PALAVRAS-CHAVE: Processamento. Incidente desconsideração da pessoa jurídica. Novo Código de Processo Civil.
ABSTRACT: In the present study, the brazilian incident of disregard of legal entity is analyzed. This legal institute is expressly and innovatively foresee by the law number 13.105/2015 – the New Brazilian Civil Process Code.
KEYWORDS: Procedure. Incident of disregard of legal entity. The New Brazilian Civil Process Code.
1. INTRODUÇÃO
A pessoa jurídica surgiu a partir da necessidade, ou da conveniência, de os indivíduos se unirem para realizar atividades que, isoladamente, não conseguiriam atingir. Diante do fato associativo, fenômeno histórico e social, o Direito passou a atribuir personalidade aos agrupamentos de pessoas e/ou de bens, para que pudessem atuar no mundo jurídico com autonomia.
Assim, pode-se conceituar pessoa jurídica como o conjunto de pessoas ou de bens, dotada de personalidade jurídica própria, constituída na forma da lei para a consecução de finalidades comuns. A característica fundamental dos entes morais é, portanto, possuir personalidade e patrimônio distintos de seus membros ou fundadores, de modo que estes, em regra, não respondem com seu patrimônio por obrigações da pessoa jurídica, de acordo com o princípio da autonomia patrimonial.
Conforme esclarece Flávio Tartuce (2011, p.134):
“A regra é a de que a responsabilidade dos sócios em relação às dívidas sociais seja sempre subsidiária, ou seja, primeiro exaure-se o patrimônio da pessoa jurídica para depois, e desde que o tipo societário adotado permita, os bens particulares dos sócios ou componentes da pessoa jurídica serem executados”.
Com isso, pretendeu-se fomentar o desenvolvimento do comércio e das relações empresariais, pois o patrimônio dos indivíduos ficaria resguardado do eventual insucesso da empresa, estimulando-os a investir e arriscar-se no mundo empresarial.
Todavia, com o passar do tempo, percebeu-se que a personalidade jurídica autônoma da pessoa jurídica começou a ser utilizada para fins ilícitos, protegendo o sócio que, de má-fé, utilizava o “escudo” representado pela sociedade como forma de não sofrer execução individual, lesando o direito dos credores e da própria sociedade, o que ensejou reações na doutrina e na jurisprudência. Segundo Carlos Roberto Gonçalves (2014, p.219):
“A reação a esses abusos ocorreu em diversos países, dando origem à teoria da desconsideração da pessoa jurídica, que recebeu o nome de disregard doctrine ou disregard of legal entity no direito anglo-americano; abus de la notion de personnalité sociale no direito francês; teoria do superamento della personalità giuridica na doutrina italiana; teoria da penetração – Durchgriff der juristichen Personem na doutrina alemã. Permite tal teoria que o juiz, em casos de fraude e má-fé, desconsidere o princípio de que as pessoas jurídicas tem existência distinta da de seus membros e os efeitos dessa autonomia para atingir e vincular os bens particulares dos sócios à satisfação das dívidas da sociedade (lifting the corporate veil, ou seja, erguendo-se o véu da pessoa jurídica)”

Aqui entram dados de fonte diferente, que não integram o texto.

PR #2, opened 2019-11-07
Added a list of common pitfalls that for new developers

charles-lunarg:
In my experience, there are several common assumptions make about the Vulkan
API that aren't true. This is a short list of them, explaining how and why
one might reach that conclusion and why it isn't true or is unhelpful.

### DIFF
--- a/chapters/common_pitfalls.md
+++ b/chapters/common_pitfalls.md
@@ -1,10 +1,10 @@
 # Common Pitfalls for new Vulkan Developers
 
-This is a short list of commom assumptions and traps developers new to Vulkan can make.  
+This is a short list of common assumptions and traps developers new to Vulkan can make.  
 
 ### Validation Layers
 
-During developement, try to ensure that the Validation Layers are enabled. They are an invaluable tool for catching mistakes while using the Vulkan API. Parameter checking, object lifetimes, and threading violations all are part of the provided error checks. A way to reassure that they are enabled is to verify if the text "Debug Messenger Added" is in the output stream. More info can be found in the [Vulkan SDK](https://vulkan.lunarg.com/doc/sdk) documentation. It is first on the list because it is the first line of defense and should help reduce the time spent discovering where the mistake was made.
+During development, ensure that the Validation Layers are enabled. They are an invaluable tool for catching mistakes while using the Vulkan API. Parameter checking, object lifetimes, and threading violations all are part of the provided error checks. A way to reassure that they are enabled is to verify if the text "Debug Messenger Added" is in the output stream. More info can be found in the [Vulkan SDK](https://vulkan.lunarg.com/doc/sdk/latest/windows/layer_configuration.html) layer documentation. It is first on the list because it is the first line of defense and should help reduce the time spent discovering where the mistake was made.
 
 ### Vulkan is a box of tools
 
@@ -12,7 +12,7 @@ In Vulkan, there are often multiple solutions to a problem. Consider passing dat
 
 ### Recording command buffers  
 
-A common assumption when first learning about command buffers is that reusing them is paramount and that re-recording them every frame is costly. While it appear counterintuitive, there is often a greater cost in reuse than simply recording new command buffers each frame. The main cost is the additional complexity for managing dynamicism, frustum culling, and many other graphical effects. Many of the approaches used to reduce command buffer recording add non trivial state management or undue complexity to the rendering architecture. Therefore, especially in simpler situations, the cost of re-recording every frame is reasonable. Developers still concerned can and should profile command buffer recording to make better informed decisions about the best approach for their application.
+A common assumption when first learning about command buffers is that reusing them is paramount and that re-recording them every frame is costly. While it may appear counterintuitive, there is often a greater cost in reuse than simply recording new command buffers each frame. The main cost is the additional complexity for managing dynamic objects, frustum culling, and many other graphical effects. Many of the approaches used to reduce command buffer recording add non trivial state management or undue complexity to the rendering architecture. Therefore, especially in simpler situations, the cost of re-recording every frame is reasonable. Developers still concerned can and should profile command buffer recording to make better informed decisions about the best approach for their application.
 
 ### Multiple pipelines
 
@@ -24,7 +24,7 @@ A common technique to increase throughput is to make multiple instances of a res
 
 ### Multiple queues per queue family
 
-Several hardware platforms have more than one `VkQueue` per queue family. This can be useful by being able to submit work to the same queue family from seperate queues. While there can be advantages, it isn't necessarily better to create or use the extra queues. For performance recommendations, refer to hardware makers best practices guides.
+Several hardware platforms have more than one `VkQueue` per queue family. This can be useful by being able to submit work to the same queue family from separate queues. While there can be advantages, it isn't necessarily better to create or use the extra queues. For performance recommendations, refer to hardware makers best practices guides.
 
 ### Descriptor Sets
 
@@ -32,13 +32,13 @@ Descriptor Sets are designed to group data together by their usage and update fr
 
 ### Correct API usage practices
 
-While the Validation Layers can catch many types of errors, they are not perfect. Below is a short list of good habits to be in and possible sources of error when encountering odd behaviour.
+While the Validation Layers can catch many types of errors, they are not perfect. Below is a short list of good habits to be in and possible sources of error when encountering odd behavior.
 
 * Initialize all variables and structs.
 * Use the correct `sType` for each structure.
 * Verify correct `pNext` chain usage, nulling it out when not needed.
 * There are no default values in Vulkan.
 * Use correct enum, `VkFlag`, and bitmask values. 
-* Considering using a type-safe Vulkan wrapper, eg [Vulkan.hpp](https://github.com/KhronosGroup/Vulkan-Hpp) for C++
+* Consider using a type-safe Vulkan wrapper, eg [Vulkan.hpp](https://github.com/KhronosGroup/Vulkan-Hpp) for C++
 * Check function return values, eg `VkResult`.
 * Call clean up functions where appropriate.
--- a/chapters/common_pitfalls.md
+++ b/chapters/common_pitfalls.md
@@ -1,22 +1,22 @@
 # Common Pitfalls for new Vulkan Developers
 
-This is a short list of common assumptions and traps developers new to Vulkan can make.  
+This is a short list of common assumptions and traps developers new to Vulkan can make. 
 
 ### Validation Layers
 
-During development, ensure that the Validation Layers are enabled. They are an invaluable tool for catching mistakes while using the Vulkan API. Parameter checking, object lifetimes, and threading violations all are part of the provided error checks. A way to reassure that they are enabled is to verify if the text "Debug Messenger Added" is in the output stream. More info can be found in the [Vulkan SDK](https://vulkan.lunarg.com/doc/sdk/latest/windows/layer_configuration.html) layer documentation. It is first on the list because it is the first line of defense and should help reduce the time spent discovering where the mistake was made.
+During development, ensure that the Validation Layers are enabled. They are an invaluable tool for catching mistakes while using the Vulkan API. Parameter checking, object lifetimes, and threading violations all are part of the provided error checks. A way to reassure that they are enabled is to verify if the text "Debug Messenger Added" is in the output stream. More info can be found in the [Vulkan SDK](https://vulkan.lunarg.com/doc/sdk/latest/windows/layer_configuration.html) layer documentation.
 
 ### Vulkan is a box of tools
 
-In Vulkan, there are often multiple solutions to a problem. Consider passing data to a shader, one can use uniform buffers, storage buffers, vertex attributes, instance buffer, push constants, and more. Are all valid methods each with their own benefits and drawbacks. There is rarely a "perfect" solution to any problem. Therefore, use the tools available and create a good solution instead of trying to find a perfect solution.
+In Vulkan, most problems can be tackled with multiple methods, each with their own benefits and drawbacks. There is rarely a "perfect" solution and obsessing over finding one is often a fruitless effort. When faced with a decision, make an informed choice and create an adequate solution that meets the current needs. To become informed, use this guide, reference a hardware vendors best practices guide, and profile various solutions.  
 
 ### Recording command buffers  
 
-A common assumption when first learning about command buffers is that reusing them is paramount and that re-recording them every frame is costly. While it may appear counterintuitive, there is often a greater cost in reuse than simply recording new command buffers each frame. The main cost is the additional complexity for managing dynamic objects, frustum culling, and many other graphical effects. Many of the approaches used to reduce command buffer recording add non trivial state management or undue complexity to the rendering architecture. Therefore, especially in simpler situations, the cost of re-recording every frame is reasonable. Developers still concerned can and should profile command buffer recording to make better informed decisions about the best approach for their application.
+Many early Vulkan tutorials and documents recommended writing a command buffer once and re-using it wherever possible. However, in practice re-use rarely has a performance benefit and incurs a non-trivial development burden. While it may appear counterintuitive, as re-using computed data is a common optimization, managing a scene with objects being added and removed as well as techniques such as frustum culling which vary draw calls on a per frame basis make reusing command buffers a serious design challenge. Instead prefer to simply re-record fresh command buffers every frame.  
 
 ### Multiple pipelines
 
-A graphics `VkPipeline` contains the combination of state needed to perform a draw call. For every input combination (shaders, vertex layout, primitive assembly, depth testing, blending mode, etc), a new pipeline is needed. This necessitates creating and binding many pipelines for complex rendering situations. While it might appear beneficial to try to create as few pipeline as possible by increasing complexity elsewhere, it is best to profile and determine if this is truly a big performance penalty in the first place.
+A graphics `VkPipeline` contains the combination of state needed to perform a draw call. For every input combination (shaders, vertex layout, primitive assembly, depth testing, blending mode, etc), a new pipeline is needed. This necessitates creating and binding many pipelines for complex rendering situations. While it might appear beneficial to try to create as few pipelines as possible by increasing complexity elsewhere, it is best to profile and determine if this is truly a big performance penalty in the first place.
 
 ### Resource duplication per swapchain image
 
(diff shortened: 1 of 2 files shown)


chapters/common_pitfalls.md
```diff
@@ -0,0 +1,43 @@
+# Common Pitfalls for new Vulkan Developers
+
+This is a short list of commom assumptions and traps developers new to Vulkan can make.  
+
+### Validation Layers
+
+During developement, try to ensure that the Validation Layers are enabled. They are an invaluable tool for catching mistakes while using the Vulkan API. Parameter checking, object lifetimes, and threading violations all are part of the provided error checks. A way to reassure that they are enabled is to verify if the text "Debug Messenger Added" is in the output stream. More info can be found in the Vulkan SDK documentation. It is first in the list because it is the first line of defense and should help reduce the time spent discovering where the mistake was made.
```
sfricke-samsung: > in the Vulkan SDK documentation.

Could you please provide a link to there

sfricke-samsung: > It is first in the list

Can change that to

> It is first on this list

chapters/common_pitfalls.md
```diff
@@ -0,0 +1,43 @@
...
+
+### Recording command buffers  
+
+A common assumption when first learning about command buffers is that reusing them is paramount and that re-recording them every frame is costly.  While it appear counterintuitive, there is often a greater cost in reuse than simply recording new command buffers each frame. The main cost is the additional complexity for managing dynamicism, frustum culling, and many other graphical effects. Many of the approaches used to reduce command buffer recording add non trivial state management or undue complexity to the rendering architecture. Therefore, especially in simpler situations, the cost of re-recording every frame is reasonable. Developers still concerned can and should profile command buffer recording to make better informed decisions about the best approach for their application.
```
sfricke-samsung: super nit: single space please
> costly.  While

chapters/common_pitfalls.md
```diff
@@ -0,0 +1,43 @@
...
+
+### Multiple pipelines
+
+A `VkPipeline` contains the combination of state needed to perform a draw call. For every input combination (shaders, vertex layout, primitive assembly, depth testing, blending mode, etc), a new pipeline is needed. This necessitates creating and binding many pipelines for complex rendering situations. While it might appear beneficial to try to create as few pipeline as possible by increasing complexity elsewhere, it is best to profile and determine if this is truly a big performance penalty in the first place.
```
sfricke-samsung: >A `VkPipeline`
to
>A graphics `VkPipeline`

chapters/common_pitfalls.md
```diff
@@ -0,0 +1,43 @@
...
+
+### Multiple queues per queue family
+
+Several hardware platforms have more than one `VkQueue` per queue family. This can be useful by being able to submit work to the same queue family from seperate queues. While there can be advantages, it isn't necessarily better to create or use the extra queues. For performance reccomendations, refer to hardware makers best practices guides.
```
sfricke-samsung: reccomendations -> recommendations

chapters/common_pitfalls.md
```diff
@@ -0,0 +1,43 @@
...
+
+### Descriptor Sets
+
+Descriptor Sets are designed to group data together by their usage and update frequency. It is reasonable to have a descriptor set bound for each of group of resources needed in a shader, for example object matrices, lights, textures, material information, and per-instance data. Vulkan requires hardware to be able to support at least 4 concurrently bound descriptor sets, as described by the maxBoundDescriptorSets value in `VkPhysicalDeviceLimits`, with many supporting 8 or more. Therefore is safe to use more than 1 descriptor set at a time. While there may be situations that may make a single descriptor set advantageous, refer to a best practices guide for specific details.
```
sfricke-samsung: > each of group of resources

to

> each group of resources

chapters/common_pitfalls.md
```diff
@@ -0,0 +1,43 @@
...
+### Resource duplication per swapchain image
+
+A common technique to increase throughput is to make multiple instances of a resource, where each instance can be used while rendering a different frame. The swapchain is one such example, as it contains multiple images. This can lead to the assumption that the number of instances each resource has should be the same as the swapchain image count. The issue with this assumption is that very few resources need to be duplicated the same amount as the swapchain image count. While it useful for some things, for example the number of semaphores used to signal when a swapchain image is available, it is worth understanding which resources have one to one relationships and which don't.
+
+### Vulkan is a box of tools
+
+In Vulkan, there are often multiple solutions to a problem. Consider passing data to a shader. One can use uniform buffers, storage buffers, vertex attributes, instance buffer, push constants, and more. Are all valid methods each with their own benefits and drawbacks. There is rarely a "perfect" solution to any problem. Therefore, use the tools available and create a good solution instead of trying to find a perfect solution.
```
sfricke-samsung: Consider passing data to a shader, one

sfricke-samsung: These are all valid methods...

chapters/common_pitfalls.md
```diff
@@ -0,0 +1,43 @@
...
+
+### Correct API usage practices
+
+While the Validation Layers can catch many types of errors, they are not perfect. Below is a short list of good habits to be in and possible sources of error when encountering odd behaviour.
+
+* Initialize all variables and structs.
```
sfricke-samsung: This brings up a possible other point that we should express in this section that there are no defaults in Vulkan for structs

chapters/common_pitfalls.md
```diff
@@ -0,0 +1,43 @@
...
+* Use the correct `sType` for each structure.
+* Verify correct `pNext` chain usage, nulling it out when not needed.
+* Use correct enum, `VkFlag`, and bitmask values. 
+* Considering using a type-safe Vulkan wrapper, eg Vulkan.hpp for C++
```
sfricke-samsung: link to Vulkan.hpp please

chapters/common_pitfalls.md
```diff
@@ -0,0 +1,43 @@
...
+
+### Resource duplication per swapchain image
+
+A common technique to increase throughput is to make multiple instances of a resource, where each instance can be used while rendering a different frame. The swapchain is one such example, as it contains multiple images. This can lead to the assumption that the number of instances each resource has should be the same as the swapchain image count. The issue with this assumption is that very few resources need to be duplicated the same amount as the swapchain image count. While it useful for some things, for example the number of semaphores used to signal when a swapchain image is available, it is worth understanding which resources have one to one relationships and which don't.
```
sfricke-samsung: > While it useful

to

> While it is useful

chapters/common_pitfalls.md
```diff
@@ -0,0 +1,43 @@
...
+
+### Vulkan is a box of tools
```
sfricke-samsung: Could we make this item number 2 on the list, I feel its that important

chapters/common_pitfalls.md
```diff
@@ -0,0 +1,44 @@
...
+In Vulkan, there are often multiple solutions to a problem. Consider passing data to a shader, one can use uniform buffers, storage buffers, vertex attributes, instance buffer, push constants, and more. Are all valid methods each with their own benefits and drawbacks. There is rarely a "perfect" solution to any problem. Therefore, use the tools available and create a good solution instead of trying to find a perfect solution.
+
+### Correct API usage practices
+
+While the Validation Layers can catch many types of errors, they are not perfect. Below is a short list of good habits to be in and possible sources of error when encountering odd behaviour.
+
+* Initialize all variables and structs.
+* Use the correct `sType` for each structure.
+* Verify correct `pNext` chain usage, nulling it out when not needed.
+* There are no default values in vulkan.
```
sfricke-samsung: nit: `Vulkan`

chapters/common_pitfalls.md
charles-lunarg: I added the line "There are no default values in vulkan."
I tried to keep the items in the list short, but this needs more info. Unfortunately I couldn't quite decide what to add to the line.

chapters/common_pitfalls.md
charles-lunarg: I feel this section needs rewriting. It lacks a clear description of what is being stated. 
My goal is to describe that Vulkan offers a lot of tools, that they are sometimes suited for a particular job, but there isn't always a specific tool for every job and developers will need to create a solution given the tools rather than rely on the API to provide the exact solution.

sfricke-samsung: I really liked the `There is rarely a "perfect" solution to any problem.` statement and why I wanted this to be 2nd on the list as its a good overall "warning"

chapters/common_pitfalls.md
charles-lunarg: Ah, I misunderstood which was second.
Will fix that in the next commit.

sfricke-samsung:
@charles-lunarg I think this all looks good to me, but want someone else at an IHV to review this as well

chapters/common_pitfalls.md
```diff
@@ -0,0 +1,44 @@
+# Common Pitfalls for new Vulkan Developers
+
+This is a short list of commom assumptions and traps developers new to Vulkan can make.  
+
+### Validation Layers
+
+During developement, try to ensure that the Validation Layers are enabled. They are an invaluable tool for catching mistakes while using the Vulkan API. Parameter checking, object lifetimes, and threading violations all are part of the provided error checks. A way to reassure that they are enabled is to verify if the text "Debug Messenger Added" is in the output stream. More info can be found in the [Vulkan SDK](https://vulkan.lunarg.com/doc/sdk) documentation. It is first on the list because it is the first line of defense and should help reduce the time spent discovering where the mistake was made.
```
DethRaid: "try to ensure" -> "ensure". I'd also include a link to a tutorial on how to enable the validation layers programmatically

chapters/common_pitfalls.md
```diff
@@ -0,0 +1,44 @@
...
+
+### Recording command buffers  
+
+A common assumption when first learning about command buffers is that reusing them is paramount and that re-recording them every frame is costly. While it appear counterintuitive, there is often a greater cost in reuse than simply recording new command buffers each frame. The main cost is the additional complexity for managing dynamicism, frustum culling, and many other graphical effects. Many of the approaches used to reduce command buffer recording add non trivial state management or undue complexity to the rendering architecture. Therefore, especially in simpler situations, the cost of re-recording every frame is reasonable. Developers still concerned can and should profile command buffer recording to make better informed decisions about the best approach for their application.
```
DethRaid: "While it appear" -> "while it may appear"

chapters/common_pitfalls.md
```diff
@@ -0,0 +1,44 @@
...
+
+### Multiple pipelines
+
+A graphics `VkPipeline` contains the combination of state needed to perform a draw call. For every input combination (shaders, vertex layout, primitive assembly, depth testing, blending mode, etc), a new pipeline is needed. This necessitates creating and binding many pipelines for complex rendering situations. While it might appear beneficial to try to create as few pipeline as possible by increasing complexity elsewhere, it is best to profile and determine if this is truly a big performance penalty in the first place.
```
martty: as few pipeline*s*

chapters/common_pitfalls.md
```diff
@@ -0,0 +1,44 @@
...
+While the Validation Layers can catch many types of errors, they are not perfect. Below is a short list of good habits to be in and possible sources of error when encountering odd behavior.
+
+* Initialize all variables and structs.
+* Use the correct `sType` for each structure.
+* Verify correct `pNext` chain usage, nulling it out when not needed.
+* There are no default values in Vulkan.
+* Use correct enum, `VkFlag`, and bitmask values. 
+* Consider using a type-safe Vulkan wrapper, eg [Vulkan.hpp](https://github.com/KhronosGroup/Vulkan-Hpp) for C++
+* Check function return values, eg `VkResult`.
+* Call clean up functions where appropriate.
```
martty: cleanup

chapters/common_pitfalls.md
```diff
@@ -0,0 +1,44 @@
...
+
+### Validation Layers
+
+During development, ensure that the Validation Layers are enabled. They are an invaluable tool for catching mistakes while using the Vulkan API. Parameter checking, object lifetimes, and threading violations all are part of the provided error checks. A way to reassure that they are enabled is to verify if the text "Debug Messenger Added" is in the output stream. More info can be found in the [Vulkan SDK](https://vulkan.lunarg.com/doc/sdk/latest/windows/layer_configuration.html) layer documentation. It is first on the list because it is the first line of defense and should help reduce the time spent discovering where the mistake was made.
+
+### Vulkan is a box of tools
+
+In Vulkan, there are often multiple solutions to a problem. Consider passing data to a shader, one can use uniform buffers, storage buffers, vertex attributes, instance buffer, push constants, and more. Are all valid methods each with their own benefits and drawbacks. There is rarely a "perfect" solution to any problem. Therefore, use the tools available and create a good solution instead of trying to find a perfect solution.
```
Tobski: This paragraph is a little weird without at least some pointer as to how to judge the best tool for the job. I think some indication of where to find resources to help (e.g. this guide!) is a good idea.

chapters/common_pitfalls.md
```diff
@@ -0,0 +1,44 @@
...
+
+### Recording command buffers  
+
+A common assumption when first learning about command buffers is that reusing them is paramount and that re-recording them every frame is costly. While it may appear counterintuitive, there is often a greater cost in reuse than simply recording new command buffers each frame. The main cost is the additional complexity for managing dynamic objects, frustum culling, and many other graphical effects. Many of the approaches used to reduce command buffer recording add non trivial state management or undue complexity to the rendering architecture. Therefore, especially in simpler situations, the cost of re-recording every frame is reasonable. Developers still concerned can and should profile command buffer recording to make better informed decisions about the best approach for their application.
```
Tobski: I think it would be better to pretty much rule out command buffer reuse altogether - more detailed chapters could explain the few cases where they are actually useful. Their utility is pretty low in practice - I think the main real world use cases are things like pre-canned layout transitions to stitch command buffers together, or dedicated post-processes.

I'd maybe reword this to start with something like:

> Many early Vulkan tutorials and documents recommend command buffer reuse - but outside of toy examples, this is largely unnecessary and puts significant additional burden on the developer. The gains you might see from pre-recorded command buffers is typically vanishingly small due to the already low overhead of Vulkan. The main cost is the additional complexity for managing...

chapters/common_pitfalls.md
Tobski: I'm unclear what this section is trying to advocate. What might make more sense here is to say "rely on pipeline caches to reduce duplication, rather than managing duplication yourself." I think this section needs a big old caveat though that "for large engines, it may become necessary to take a more complex approach - but when starting out this is unlikely to be a bottleneck."

chapters/common_pitfalls.md
```diff
@@ -0,0 +1,44 @@
...
+
+### Resource duplication per swapchain image
+
+A common technique to increase throughput is to make multiple instances of a resource, where each instance can be used while rendering a different frame. The swapchain is one such example, as it contains multiple images. This can lead to the assumption that the number of instances each resource has should be the same as the swapchain image count. The issue with this assumption is that very few resources need to be duplicated the same amount as the swapchain image count. While it is useful for some things, for example the number of semaphores used to signal when a swapchain image is available, it is worth understanding which resources have one to one relationships and which don't.
```
Tobski: I think this needs a sentence or two explaining that you only need one of a given resource if all uses are temporally separated - e.g. if a depth buffer is used in one frame, then the data is never used again after that frame, then the next frame can use the same depth buffer.

chapters/common_pitfalls.md
```diff
@@ -0,0 +1,44 @@
...
+
+### Multiple queues per queue family
+
+Several hardware platforms have more than one `VkQueue` per queue family. This can be useful by being able to submit work to the same queue family from separate queues. While there can be advantages, it isn't necessarily better to create or use the extra queues. For performance recommendations, refer to hardware makers best practices guides.
+
+### Descriptor Sets
+
+Descriptor Sets are designed to group data together by their usage and update frequency. It is reasonable to have a descriptor set bound for each group of resources needed in a shader, for example object matrices, lights, textures, material information, and per-instance data. Vulkan requires hardware to be able to support at least 4 concurrently bound descriptor sets, as described by the maxBoundDescriptorSets value in `VkPhysicalDeviceLimits`, with many supporting 8 or more. Therefore is safe to use more than 1 descriptor set at a time. While there may be situations that may make a single descriptor set advantageous, refer to a best practices guide for specific details.
```
Tobski: nit: "Therefor *it* is safe..."

Also general comment on this paragraph; it kind of feels like you're just trying to pad the words out. The salient point here (that using multiple descriptor sets is fine) could probably be done in two sentences, and it probably should be.

chapters/common_pitfalls.md
```diff
@@ -0,0 +1,44 @@
+# Common Pitfalls for new Vulkan Developers
+
+This is a short list of common assumptions and traps developers new to Vulkan can make.
```
Tobski: One thing that would be good to add here is a piece of general advice that you don't need to aim for 100% perfection - you have to judge what's good enough for your use case. Code in the way that feels natural, follow this guide, watch out for pitfalls, and only if you start seeing poor performance you should use perf recommendations and PGO to figure out how to improve - don't twist yourself in knots to get things working a particular way unless you need to.

Tobski: (Noting that this is a common theme for this whole section)

charles-lunarg:
@sfricke-samsung After all the comments are addressed, should the commits be squashed down into 1, to better manage git history?

sfricke-samsung:
@charles-lunarg yes, but I know GitHub has a "Squash and Merge" option so happy to do that myself (I was planning to squash it regardless unless there was a reason to conserve the commit). You are more then welcome to squash yourself too

charles-lunarg:
Ah I will leave it to you. No reason to manually do the work when a tools that does it automatically exists.

chapters/common_pitfalls.md
AttilioProvenzano-ARM: The idea of "temporally separated" is trickier with pipelined GPUs, fragment work may run in parallel with vertex work for the following frame. The depth buffer example still holds true because it only involves fragment and depth tests, but if reusing a resource creates a FRAG -> VERT dependency, that would create bubbles in the pipeline.

charles-lunarg: This is the one point that is rather hard to write because there is a lot of nuance and jargon at play. 
My main point succinctly put is "Few resources need to be duplicated the same amount as the swapchain image count". IE, I have X swapchain images, therefore I should have X everything else. 
There are so many ways to solve the topic of resource contention and pipelining frames that it deserves its own page. As thus I am just trying to highlight that not everything requires 1:1.

chapters/common_pitfalls.md
charles-lunarg: Reworked this but not sure if it addressed the commented issues.

chapters/common_pitfalls.md
charles-lunarg: I opted to put many of the points you made into the "Vulkan is a tool box" section, since it had a lot of overlap over how to create a well rounded solution.

charles-lunarg:
I have re-written large sections of this article to better address the mentioned issues. Hopefully it better explains the intended point.

sfricke-samsung:
@charles-lunarg I really like the rewrite and I think it looks good. Will wait on @Tobski 👍 and then let's get this merged in!

chapters/common_pitfalls.md
```diff
@@ -0,0 +1,44 @@
...
+
+### Multiple queues per queue family
+
+Several hardware platforms have more than one `VkQueue` per queue family. This can be useful by being able to submit work to the same queue family from separate queues. While there can be advantages, it isn't necessarily better to create or use the extra queues. For specific performance recommendations, refer to hardware makers best practices guides.
```
sfricke-samsung: super nit: "hardware vendors' best practice guides"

Tal instituto permite ao magistrado abstrair, em uma determinada relação jurídica, os efeitos decorrentes do princípio da autonomia e da personificação da sociedade, a fim de atingir e efetivar a responsabilidade individual dos sócios, com objetivo de evitar a consumação de fraudes e abusos por eles praticados, desde que causem prejuízos a terceiros, notadamente os credores da empresa.
No Brasil, a teoria da desconsideração da personalidade jurídica foi tratada pela primeira vez pelo doutrinador Rubens Requião, na década de 1960, sendo o Código de Defesa do Consumidor o primeiro diploma legislativo que a consagrou expressamente, em seu art.28 e parágrafos.
No âmbito doutrinário, distinguem-se a teoria maior e a teoria menor da desconsideração: para a primeira, é necessária a comprovação de fraude ou abuso por parte dos sócios para que o juiz possa desconsiderar a autonomia patrimonial da pessoa jurídica. A teoria maior da desconsideração, que exige o implemento de um requisito subjetivo (consistente no desvio de finalidade ou na confusão patrimonial), foi adotada expressamente pelo Código Civil:
Art. 50. Em caso de abuso da personalidade jurídica, caracterizado pelo desvio de finalidade, ou pela confusão patrimonial, pode o juiz decidir, a requerimento da parte, ou do Ministério Público quando lhe couber intervir no processo, que os efeitos de certas e determinadas relações de obrigações sejam estendidos aos bens particulares dos administradores ou sócios da pessoa jurídica.
Por sua vez, para a teoria menor, o simples prejuízo do credor é motivo suficiente para a desconsideração da personalidade jurídica. Se a sociedade não possui patrimônio, mas o sócio é solvente, isto é o bastante para responsabilizá-lo pelas obrigações sociais. Esta teoria foi adotada pela Lei 9.605/98 – em relação aos danos ambientais – e também pelo art.28, §5º do CDC, in verbis:
Também poderá ser desconsiderada a pessoa jurídica sempre que sua personalidade for, de alguma forma, obstáculo ao ressarcimento de prejuízos causados aos consumidores.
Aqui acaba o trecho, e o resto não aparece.